START Entries supplied

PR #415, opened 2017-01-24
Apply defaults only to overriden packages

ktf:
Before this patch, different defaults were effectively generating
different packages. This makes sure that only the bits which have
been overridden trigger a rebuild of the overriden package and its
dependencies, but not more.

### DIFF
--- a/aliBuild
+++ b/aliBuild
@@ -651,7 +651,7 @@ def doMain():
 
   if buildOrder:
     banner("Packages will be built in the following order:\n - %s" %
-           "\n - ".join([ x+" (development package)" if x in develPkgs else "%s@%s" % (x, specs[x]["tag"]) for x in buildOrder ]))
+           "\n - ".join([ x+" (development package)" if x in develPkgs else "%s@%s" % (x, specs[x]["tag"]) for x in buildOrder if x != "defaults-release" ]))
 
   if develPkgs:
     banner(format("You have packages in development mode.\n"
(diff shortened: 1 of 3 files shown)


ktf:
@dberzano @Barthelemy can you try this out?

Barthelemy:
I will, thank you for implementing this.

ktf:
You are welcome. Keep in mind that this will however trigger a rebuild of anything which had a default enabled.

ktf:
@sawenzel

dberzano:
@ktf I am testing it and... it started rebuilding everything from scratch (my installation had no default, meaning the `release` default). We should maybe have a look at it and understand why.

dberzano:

END Entries supplied
START Entries supplied

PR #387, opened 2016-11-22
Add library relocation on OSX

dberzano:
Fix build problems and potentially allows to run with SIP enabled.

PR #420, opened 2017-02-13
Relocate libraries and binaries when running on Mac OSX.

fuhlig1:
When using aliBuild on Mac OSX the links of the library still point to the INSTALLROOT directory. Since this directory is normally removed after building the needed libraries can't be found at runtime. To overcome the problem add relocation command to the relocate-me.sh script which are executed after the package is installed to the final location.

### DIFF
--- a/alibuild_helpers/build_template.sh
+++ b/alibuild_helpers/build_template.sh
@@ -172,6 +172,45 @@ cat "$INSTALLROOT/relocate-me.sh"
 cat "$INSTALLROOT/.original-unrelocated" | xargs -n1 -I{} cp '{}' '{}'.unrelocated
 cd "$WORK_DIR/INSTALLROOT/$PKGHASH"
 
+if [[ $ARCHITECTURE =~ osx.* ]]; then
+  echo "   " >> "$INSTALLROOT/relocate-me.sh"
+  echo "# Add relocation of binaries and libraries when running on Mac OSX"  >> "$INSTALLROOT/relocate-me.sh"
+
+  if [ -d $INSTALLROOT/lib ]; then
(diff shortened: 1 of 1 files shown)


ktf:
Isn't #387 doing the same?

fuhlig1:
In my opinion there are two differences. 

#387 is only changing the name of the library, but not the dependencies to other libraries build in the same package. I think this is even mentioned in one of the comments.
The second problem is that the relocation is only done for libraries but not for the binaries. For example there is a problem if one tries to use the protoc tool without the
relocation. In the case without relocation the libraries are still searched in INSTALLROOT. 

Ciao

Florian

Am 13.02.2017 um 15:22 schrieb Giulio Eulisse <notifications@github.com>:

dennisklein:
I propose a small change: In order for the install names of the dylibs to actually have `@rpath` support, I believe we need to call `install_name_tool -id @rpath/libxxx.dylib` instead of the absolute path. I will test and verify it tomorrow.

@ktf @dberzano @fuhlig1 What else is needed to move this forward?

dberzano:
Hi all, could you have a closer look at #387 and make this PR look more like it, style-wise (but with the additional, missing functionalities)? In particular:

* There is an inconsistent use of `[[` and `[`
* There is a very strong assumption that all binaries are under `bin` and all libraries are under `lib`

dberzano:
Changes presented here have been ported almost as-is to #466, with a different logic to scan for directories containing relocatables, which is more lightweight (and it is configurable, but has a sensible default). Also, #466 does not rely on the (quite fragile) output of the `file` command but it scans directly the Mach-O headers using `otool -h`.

END Entries supplied
START Entries supplied

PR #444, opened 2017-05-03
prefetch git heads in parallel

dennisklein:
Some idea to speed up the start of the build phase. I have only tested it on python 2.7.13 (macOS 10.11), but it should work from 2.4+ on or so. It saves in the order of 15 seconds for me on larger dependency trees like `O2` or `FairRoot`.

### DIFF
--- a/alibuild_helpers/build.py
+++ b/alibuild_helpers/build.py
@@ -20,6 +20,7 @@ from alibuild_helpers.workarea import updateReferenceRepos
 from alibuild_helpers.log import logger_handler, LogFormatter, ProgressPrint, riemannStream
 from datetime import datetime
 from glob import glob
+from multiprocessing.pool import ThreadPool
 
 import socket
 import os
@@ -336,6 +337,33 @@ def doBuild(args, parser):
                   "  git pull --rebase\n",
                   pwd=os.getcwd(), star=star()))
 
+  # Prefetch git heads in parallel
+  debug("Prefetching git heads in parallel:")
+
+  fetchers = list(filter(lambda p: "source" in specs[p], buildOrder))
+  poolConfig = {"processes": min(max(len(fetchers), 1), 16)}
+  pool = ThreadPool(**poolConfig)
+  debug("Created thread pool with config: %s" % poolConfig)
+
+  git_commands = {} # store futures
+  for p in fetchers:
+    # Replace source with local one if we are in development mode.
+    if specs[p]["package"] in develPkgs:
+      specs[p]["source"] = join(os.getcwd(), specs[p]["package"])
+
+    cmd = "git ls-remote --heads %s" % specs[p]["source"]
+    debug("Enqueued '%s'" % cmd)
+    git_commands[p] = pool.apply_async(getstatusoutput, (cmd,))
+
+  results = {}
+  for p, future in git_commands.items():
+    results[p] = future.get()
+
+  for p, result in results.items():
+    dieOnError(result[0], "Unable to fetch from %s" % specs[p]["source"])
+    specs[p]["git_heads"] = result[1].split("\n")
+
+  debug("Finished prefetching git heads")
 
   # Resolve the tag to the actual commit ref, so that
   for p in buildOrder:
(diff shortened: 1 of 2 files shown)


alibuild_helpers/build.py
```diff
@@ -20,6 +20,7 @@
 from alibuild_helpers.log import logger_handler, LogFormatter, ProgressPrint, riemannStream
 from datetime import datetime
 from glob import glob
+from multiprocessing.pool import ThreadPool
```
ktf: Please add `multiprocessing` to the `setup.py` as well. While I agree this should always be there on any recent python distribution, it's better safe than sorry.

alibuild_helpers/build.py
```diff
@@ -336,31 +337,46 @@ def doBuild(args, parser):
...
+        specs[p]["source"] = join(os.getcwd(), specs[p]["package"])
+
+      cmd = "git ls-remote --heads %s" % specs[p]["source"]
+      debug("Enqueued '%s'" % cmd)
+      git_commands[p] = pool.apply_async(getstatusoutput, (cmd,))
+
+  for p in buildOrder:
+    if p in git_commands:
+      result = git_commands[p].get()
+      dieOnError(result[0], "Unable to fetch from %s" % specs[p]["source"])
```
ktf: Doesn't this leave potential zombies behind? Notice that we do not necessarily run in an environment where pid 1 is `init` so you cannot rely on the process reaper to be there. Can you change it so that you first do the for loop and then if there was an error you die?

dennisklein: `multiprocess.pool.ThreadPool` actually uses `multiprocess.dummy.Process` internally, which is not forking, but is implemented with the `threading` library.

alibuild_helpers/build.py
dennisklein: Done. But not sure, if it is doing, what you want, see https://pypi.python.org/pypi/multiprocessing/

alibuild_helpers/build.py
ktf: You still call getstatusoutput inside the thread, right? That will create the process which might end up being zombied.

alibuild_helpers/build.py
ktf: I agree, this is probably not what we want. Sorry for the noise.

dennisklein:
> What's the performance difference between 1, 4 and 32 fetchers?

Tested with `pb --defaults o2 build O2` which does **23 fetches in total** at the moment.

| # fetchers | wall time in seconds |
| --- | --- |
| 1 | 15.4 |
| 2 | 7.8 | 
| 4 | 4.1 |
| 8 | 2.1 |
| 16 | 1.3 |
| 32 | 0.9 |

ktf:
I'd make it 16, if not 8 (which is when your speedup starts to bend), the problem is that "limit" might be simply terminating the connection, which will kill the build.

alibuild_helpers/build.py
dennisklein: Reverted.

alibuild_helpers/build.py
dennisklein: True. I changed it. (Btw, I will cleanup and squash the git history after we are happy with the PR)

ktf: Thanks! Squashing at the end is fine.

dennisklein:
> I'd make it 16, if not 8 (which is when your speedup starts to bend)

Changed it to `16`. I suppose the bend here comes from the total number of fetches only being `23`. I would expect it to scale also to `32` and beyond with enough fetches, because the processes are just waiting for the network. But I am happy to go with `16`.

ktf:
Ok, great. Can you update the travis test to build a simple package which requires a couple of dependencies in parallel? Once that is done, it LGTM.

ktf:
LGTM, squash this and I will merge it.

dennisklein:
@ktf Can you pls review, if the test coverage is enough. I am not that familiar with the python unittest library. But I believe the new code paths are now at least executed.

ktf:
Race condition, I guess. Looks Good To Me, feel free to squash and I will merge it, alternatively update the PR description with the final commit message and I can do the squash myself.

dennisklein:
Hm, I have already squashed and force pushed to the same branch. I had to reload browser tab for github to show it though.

END Entries supplied

Exercise brief — State how many lines of the entries include the string "only", with nothing besides the number.

Exercise answer — 6